The lines from the start of the records below through the line containing "no error anywhere." are to be copied exactly, both ends included, with nothing added.

DATA PROVIDED

-- Opening Marker --

PR #175, opened 2026-08-31
NCBC-4291: Fix cross-Cluster lost-cleanup interference from a static field

jeffrymorris:
LostTransactionManager.CollectionsToClean was `static`, shared by every LostTransactionManager in the process, even though exactly one is created per Cluster (see Transactions.cs). Two Cluster instances registering cleanup for the same keyspace would GetOrAdd-reuse a single, shared PerCollectionCleaner. Disposing either Cluster's Transactions instance (e.g. a short-lived connection opened just for one operation) then tore down and removed that shared cleaner's client record - silently killing lost cleanup for the *other*, still-active Cluster with no error anywhere.

This was found via FIT: LostCleanupForSDKIntegrationTest and LostTxnsCleanupTest intermittently fail because a forced-expired ATR entry is never picked up, even though the cleaner's own logs show it completing full, clean scan passes throughout the test's wait window - consistent with the cleaner responsible for that keyspace having been disposed by an unrelated connection's teardown partway through the test class (which does open extra per-test connections with cleanup enabled alongside the shared one, matching the "2 simultaneously connected Cluster instances" diagnostic warning seen in the same test runs).

Fix: make CollectionsToClean an instance field, so each Cluster's LostTransactionManager owns and disposes only its own cleaners. Added DisposingOneManager_DoesNotAffectAnotherManagers_RegisteredCollections, verified to fail against the old `static` field and pass with this fix.

Change-Id: I4a302fdc3388aebfdf431e28e6187942dadd7320

### DIFF
--- a/src/Couchbase/Client/Transactions/Cleanup/LostTransactions/LostTransactionManager.cs
+++ b/src/Couchbase/Client/Transactions/Cleanup/LostTransactions/LostTransactionManager.cs
@@ -29,8 +29,17 @@ namespace Couchbase.Client.Transactions.Cleanup.LostTransactions
         // generating function for the value under contention when it doesn't actually end up doing an insert
         // because someone else got there first.   The Lazy<T> insures the actual initialization of the lazy is
         // only done once.   You can see tests fail when this isn't the case.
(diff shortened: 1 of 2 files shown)


davidkelly (approved):
👍 The copilot comment above seems worth handling though.

PR #181, opened 2026-09-04
NCBC-4296: Honour the configured redaction level in error contexts

davidkelly:
`ClusterOptions.RedactionLevel` redacted the log stream but not exception error contexts, which serialized every field raw — so a customer who turned redaction on for compliance got logs that *looked* clean while document keys, statements and query parameters went out untouched. This applies the redactor at every error-context construction site, matching Java's classification, and reuses the user/meta/system classification the SDK's log paths already use. Redaction is off by default so nothing changes unless a customer opted in; for those who did, `ex.Context.DocumentKey` now returns `<ud>the-key</ud>`, which needs a release note.

Targets **`3.10`**, and has been rebased onto it twice — see *Rebased onto 3.10* below.

## What's classified as what

| Classification | Fields |
|---|---|
| user data (`<ud>`, redacted at Partial) | document keys, statements, query parameters, search queries |
| metadata (`<md>`, redacted at Full) | bucket, scope, collection, index, design-doc and view names |
| system data (`<sd>`, redacted at Full) | endpoints, management URIs |

Not redacted, deliberately: `ClientContextId`, which support correlates against server logs, and the server-authored `Message` / `Errors` text.

That second one is a real limit rather than a formality, and it is worth stating plainly because it bounds what this PR can claim. A N1QL error routinely quotes the statement it failed on, and `QueryErrorContext.Message` is built straight from it (`GetErrorMessage` returns `$"{error.Message} [{error.Code}]"`). So a customer at `Partial` gets `Statement` and `Parameters` tagged while the same statement text can still reach them through `Message` and `Errors`. Redacting server text would cost the diagnostic that makes the context worth having, and Java leaves it raw too — but the release note has to say so rather than let "statements are redacted" stand unqualified.

## Rebased onto 3.10

This branch was written against the two-redactor world that NCBC-4302 (#183) has since removed, so it was rebased onto `3.10` rather than merged forward. Three things changed beyond the mechanical rename, and they are worth a reviewer's attention because none of them show up as a conflict:

- **The three new redactor holders take the concrete `Redactor`, not `IRedactor`.** `QueryClient`, `SearchClient` and `AnalyticsClient` held no redactor before this PR, and as originally written they took `IRedactor` — the convention at the time. After #183 there are zero `IRedactor` fields in `src/`, and reaching the redactor through the interface costs 9.9 ns / 56 B per call against 1.5 ns / 0 B for the concrete type, paid before any log level is consulted. Leaving them as `IRedactor` would have reintroduced that path on the query, search and analytics error paths in the same release that removed it.
- **`RedactorExtensions` lost its three `*String` mirrors.** They existed only because error-context holders were split across `IRedactor` and `TypedRedactor` and both had to read the same way. There is one type now, so `UserDataString`/`MetaDataString`/`SystemDataString` are plain instance methods on `Redactor` and the extension class keeps only `OperationKey`/`OperationKeyString` — which stay extensions so that `Core.Logging` takes no dependency on `Core.IO.Operations`. The `?.ToString()` in the mirrors went with them; it was only ever needed because `IRedactor.UserData` returns `object?`.
- **One commit was dropped as obsolete.** *"Use a real redactor in tests that build error contexts"* replaced the `Mock<IRedactor>` in `CollectionManagerTests` and `ViewClientTests`, whose methods return null and silently blank every field they are meant to check. #183 did that independently and across the whole suite, so the commit had nothing left to do.

### Second rebase, onto NCBC-4213 (#186)

Rebased again on 2026-09-18 onto `b6215bc89`, because #186 landed on `3.10` and touches the same
files. The diff is four lines smaller than before: `3.10` now supplies `SearchClient`'s redactor
field itself, so this PR no longer adds it.

Worth knowing if you replay this yourself. Git reported conflicts in three **test** files and
auto-merged `src/Couchbase/Search/SearchClient.cs` **with no conflict at all** — into code that does
not compile. #186 and this branch each added `private readonly Redactor _redactor;` and the
constructor parameter at *different offsets*, so git saw two independent insertions rather than one
collision and kept both (CS0102). The conflicts git does flag were the harmless ones. The resolution
keeps `3.10`'s field ordering, so the rebased commit carries only its own 15 lines of error-context
redaction, and #186's `LogTrace` redaction survives untouched.

Verified after the rebase: 3107 unit tests on net8.0 and net10.0, 94 DI, 9 OpenTelemetry, all five
solutions build, and the warning set is byte-identical to `3.10` (`4 CS0436 / 16 CS0618 /
4 CS8632`, via `-t:Rebuild` on both sides).

## Judgement calls worth a reviewer's attention

- **Redaction happens at assignment, not at render.** This is the one real design choice, and it is the fail-closed one. The stored value is tagged, so every consumer is covered — `ToString()`, a customer's own field logging, a debugger watch window — including consumers that do not exist yet. Render-time redaction is fail-open by comparison: every render path has to be redaction-aware, and a missed one leaks silently. This PR found two such paths already. `ToString()` escaped its tags into uselessness, and the now-deleted `ToJsonString()` had the same bug unnoticed for a year — under render-time redaction that would have been a live leak rather than a cosmetic one. NCBC-4297(c) will add a third when it appends `Context` to `Message`.

  The cost is that the raw value is not recoverable from the context. Nothing in the SDK reads these fields back — the only internal readers are `Status` and `Errors`/`Code` — and for someone who enabled redaction for compliance, an unrecoverable key is closer to the intent than to a loss. If that ever needs to change, an internal raw field alongside the public tagged property is additive.
- **There is no spec for any of this, and the other SDKs do not settle it.** Redaction appears once in all 45 SDK RFCs, as an aside about a tracing tag in 0035; the `<ud>`/`<md>`/`<sd>` convention comes from the server side. Go checks the redaction level at the call site but never redacts an error context at all. Java wraps at assignment and renders in `RedactableArgument.toString()`, which is instructive rather than precedent: a 2019 "exact syntax yet to be determined" in that one method leaves `redactMeta` and `redactSystem` emitting untagged values to this day, at every call site, while every call site still looks correct. Centralised rendering makes one wrong decision invisible everywhere.
- **Java classifies identically but only ever emits `<ud>`.** `ReducedKeyValueErrorContext` uses `redactUser` for the document id and `redactMeta` for bucket, scope and collection, exactly as the table above does, but its render step returns meta and system values raw. .NET has emitted `<md>` and `<sd>` in log lines since NCBC-3079 in 2021, so the table follows .NET's own established convention, not Java's behaviour. Worth knowing before comparing the two.
- **Null and empty still pass through untouched, for a narrower reason than before.** NCBC-4302 taught the redactor not to tag a null at all, so the `*String` helpers no longer have to prevent a `<ud></ud>`; what they still have to prevent is the *rendering*, since `Redacted<T>` renders a null value as `""` and would turn an absent context field into a present, empty one. Empty is short-circuited separately, because tagging it yields a useless `<ud></ud>`. `GetClusterMap` passes `string.Empty` as the bucket name, so this is reachable.
- **`SelectBucket` is the one operation whose `Key` is not a document key** — it holds the bucket name, so it is metadata; as user data it would be stripped at Partial, losing a diagnostic Couchbase treats as safe there. The rule lives in one helper (`RedactorExtensions.OperationKey`) that **all thirteen** sites route through: the three error contexts (`ClusterNode`, `ResponseStatusExtensions`, `RetryOrchestrator`), the timeout message in `ThrowHelper`, the six `ClusterNode` log lines, and three in `RetryOrchestrator`. Previously the log line and the message classified that same value as user data while the context called it metadata.

  Routing them all through it turned up **three live leaks that pre-date this PR**, all fixed here. `ClusterNode`'s circuit-breaker line redacted the document key as *system* data (`_redactor.SystemData(op.Key)`), and system data is not tagged at `Partial` — the level whose entire purpose is stripping user data — so the key went to the log raw. Then two lines passed `op.Key` with **no redactor at all**, so the key was raw at every level including `Full`: the NMVB config-push line in `ClusterNode` (found by Copilot) and `CouchbaseBucket`'s vbucket-mapping line, which runs for *every KV operation* rather than on one NMVB path. Its endpoint was untagged too, where every sibling line uses `SystemData`.

  Worth recording how the second pair was missed the first time, because the first sweep looked thorough and was not: it grepped for a *misclassified* redaction, `redactor.X(op.Key)`, which by construction cannot match a key that reaches a log with **no** redactor on it. Two sweeps are needed, and both are clean now — no redaction of `op.Key` outside the helper, and no `op.Key` reaching a log or message without one. By subject these are log-redaction gaps and belong with NCBC-4213's rather than here; they are taken because the helper reduces each to one line, and because leaving them would leave its documented invariant false.
- **The redaction tags are restored after serializing, not produced by a relaxed encoder.** System.Text.Json escapes `<` and `>` by default, which turns every tag into an escape sequence — semantically correct and operationally useless, since `cblogredaction` matches the tags textually. The obvious fix, `UnsafeRelaxedJsonEscaping`, was the wrong way round: it unescapes *every* value in the document, and these contexts carry content the SDK neither authors nor redacts at any level — `ManagementErrorContext.Message` is the management response body, which ns_server can return as HTML, and the query and search contexts carry server-authored error text. An application embedding a rendered context in a diagnostics page would have gained an XSS sink from it, **whether or not redaction was ever enabled**. Copilot flagged this and was right.

  So `ToString()` serializes with the default HTML-safe encoder and then restores only the six tokens the redactor emits, each paired with its escaped form as taken from `JavaScriptEncoder.Default` rather than hard-coded. A document with no escaped `<` returns unchanged after one scan. Everything else — server text, markup, non-ASCII — keeps the escaping it has always had.

  This also removed the per-type `static readonly JsonTypeInfo` the four contexts had to bind from redaction-safe options: they are back on `SerializerContext.Default.X`, so there is no longer a type initializer that can throw from inside an exception's `ToString()`, and `InternalSerializationContext` and `ManagementSerializerContext` revert to their `3.10` contents exactly.
- **`EventingFunctionErrorContext` needs nothing.** It is never constructed anywhere in the SDK, and its only non-`Message` field is `[JsonIgnore(Always)]`. Because an exemption like that is permanent, each one now records the string fields its reason was checked against and `ExemptTypesStillHaveNothingToClassify` pins them, so a field added later cannot slip in through the escape hatch the table exists to close.
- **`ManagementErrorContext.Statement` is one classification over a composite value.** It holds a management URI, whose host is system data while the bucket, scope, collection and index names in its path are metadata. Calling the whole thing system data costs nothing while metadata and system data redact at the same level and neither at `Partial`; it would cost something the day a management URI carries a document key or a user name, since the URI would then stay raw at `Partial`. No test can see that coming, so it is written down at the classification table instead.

-- Closing Marker --

WORKED SOLUTION
PR #175, opened 2026-08-31
NCBC-4291: Fix cross-Cluster lost-cleanup interference from a static field

jeffrymorris:
LostTransactionManager.CollectionsToClean was `static`, shared by every LostTransactionManager in the process, even though exactly one is created per Cluster (see Transactions.cs). Two Cluster instances registering cleanup for the same keyspace would GetOrAdd-reuse a single, shared PerCollectionCleaner. Disposing either Cluster's Transactions instance (e.g. a short-lived connection opened just for one operation) then tore down and removed that shared cleaner's client record - silently killing lost cleanup for the *other*, still-active Cluster with no error anywhere.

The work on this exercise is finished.